Entre 2005 et 2016, l’amélioration des soldes financiers s’explique donc par une hausse des recettes. La nette amélioration du solde de la branche maladie depuis 2014 découle en grande partie des transferts de recettes des autres branches - à hauteur de 2,2 millions d’euros - vers cette dernière. La Cour estime ainsi que la situation de la branche maladie demeure préoccupante, malgré les prévisions du PLFSS, qui prévoit de ramener le déficit de - 4,1 milliards d’euros en 2017 à 0,8 milliard en 2018.

L’évolution structurelle des dépenses de santé menace l’équilibre du système à long terme

Les dépenses de santé vont fortement augmenter à moyen terme. Et ce, en raison de plusieurs facteurs.

  • L’augmentation du coût des maladies chroniques, qui touchent près de 15 millions de Français d'après le Ministère de la santé. Ce coût est considérable : pour les seules affections longue durée (ALD), il s'élevait à 94,2 Md€ en 2014, soit 61,6 % du total des remboursements de l’assurance maladie ;
  • Le vieillissement de la population.La proportion des plus de 65 ans va passer de 17 % à 26 % entre 2010 et 2050, celle des plus de 80 ans devrait passer dans le même temps de 5 % à 11 %. Ces populations sont les plus sujettes à des ennuis de santé, ce qui augmente obligatoirement les dépenses de l’assurance maladie ;
  • La hausse du coût des médicaments et des nouvelles technologies médicales. Par exemple, les dépenses d’investissement et de fonctionnement, qui représentaient plus de 5 Md€ en 2015 dans les hôpitaux et cliniques, devraient ainsi enregistrer une forte croissance.

Il faut donc prévoir un net accroissement des dépenses de santé dans les 20 à 30 prochaines années. En 2013, l’OCDE a estimé que les dépenses de santé en France pourraient augmenter de 2,8 points de PIB d’ici 2060. Si des mesures de réduction de dépense ne sont pas mises en oeuvre, celles-ci pourraient s'accroître de plus de 7 points de PIB.

Des dispositifs de régulation de la dépense insuffisamment contraignants

Au cours des 17 dernières années l’assurance maladie n’a jamais connus de résultat équilibré. Le système de régulation des dépenses de l’assurance maladie repose sur l’objectif national des dépenses de l’assurance maladie (ONDAM). Or, il s’agit d’une norme de dépense essentiellement indicative : l’objectif n’a pas été tenu entre 1996 - sa date de création - et 2009. Il a en revanche été respecté ensuite, chaque année depuis 2010, et son taux d’évolution a baissé jusqu’à 1,8 % en 2016. Mais la Cour estime que des prévisions trop accommodantes et des biais de construction ont été de nature à faciliter la tenue de l’objectif.

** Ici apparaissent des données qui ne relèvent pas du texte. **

PR #15068, opened 2020-12-11
[oneDNN] New port

jacobkahn:
Adds a new port for the [oneDNN](https://github.com/oneapi-src/oneDNN) deep learning library.

cc @vpirogov, @dzarukin, @echeresh, @mgouicem, @akharito, @densamoilov

cc @syhw, @padentomasello, @tlikhomanenko, @vineelpratap, @xuqiantong, @avidov

`x64 & !uwp`. Tested myself on `x64-linux`.

Yes


mgouicem:
great to see that oneDNN is making its way here! And thanks for the port @jacobkahn :-)
One quick question, is there any reason to link to Intel MKL? oneDNN without MKL should perform on par or better than without (and the build with MKL is mostly here for testing purpose).

 Do you have any particular workloads where you see oneDNN with MKL faster than oneDNN without MKL?

jacobkahn:
@mgouicem — happy to help 👍  - we're about to use the port in [flashlight](https://github.com/facebookresearch/flashlight) for our new CPU/OpenCL backends

I have zero current benchmarks or supporting evidence that linking with MKL is faster besides that it used to be a bit faster with very old versions of MKL-DNN that I last benchmarked on. If it's just as good without, I'll happily gut the dependency (it makes life easier!). Thanks for the pointer there.

ports/onednn/portfile.cmake
```diff
@@ -0,0 +1,32 @@
...
+    OPTIONS ${DNNL_OPTIONS}
+)
+vcpkg_install_cmake()
+
+vcpkg_fixup_cmake_targets(CONFIG_PATH lib/cmake)
+file(REMOVE_RECURSE "${CURRENT_PACKAGES_DIR}/debug/include")
+file(REMOVE_RECURSE "${CURRENT_PACKAGES_DIR}/debug/share")
+
+if(VCPKG_LIBRARY_LINKAGE STREQUAL "static")
+  file(REMOVE_RECURSE "${CURRENT_PACKAGES_DIR}/debug/bin")
```
JackBoosY, line 27: Is the folder bin empty during static build?

JackBoosY (changes requested):

ports/onednn/portfile.cmake
jacobkahn: @JackBoosY I actually think it is but that I forgot to remove it. Just removed it/we'll see what CI says about the Windows build.

JackBoosY (approved):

De plus, elle souligne que la régulation a essentiellement été opérée par les prix. Dès lors, cela a conduit à des pressions fortes sur les tarifs et les rémunérations, et à un rattrapage par les volumes : le nombre de séjour à l'hôpital a ainsi augmenté de 13,8 % entre 2010 et 2016, alors que la population n’a augmenté que de 2,8 %.

Afin de réguler la dépense de façon plus efficace, la Cour formule les propositions suivantes :

  • introduire une règle d’équilibre de l’assurance maladie dans le cadre organique qui régit les lois de financement de la sécurité sociale ;
  • améliorer le pilotage de la dépense en déclinant l’ONDAM au niveau régional (avec un format pluriannuel) et identifier au sein de l’ONDAM un sous objectif dédié à la prévention.

D’autres pistes de réformes portant sur l’organisation structurelle de l’offre de soins sont également développées par la Cour, afin d’assurer la pérennité de notre modèle de santé.